Work instruction => Retype exactly the lines from the one that contains "chore: add more overrides to cmd uses" through the final line of the material below, and add nothing else.

======== Data provided

PR #260, opened 2024-05-09
chore: add more overrides to cmd uses

k3llymariee:
see [gsheet](https://docs.google.com/spreadsheets/d/1VDiDi8sb4MfySWNJzl8rjm1uOGdCrvNBUimIJfYzCZY/edit#gid=1549970466) for mapping of openapi tags & operationIds -> ldcli resources & subcommands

================

Expected answer =>
chore: add more overrides to cmd uses

k3llymariee:
see [gsheet](https://docs.google.com/spreadsheets/d/1VDiDi8sb4MfySWNJzl8rjm1uOGdCrvNBUimIJfYzCZY/edit#gid=1549970466) for mapping of openapi tags & operationIds -> ldcli resources & subcommands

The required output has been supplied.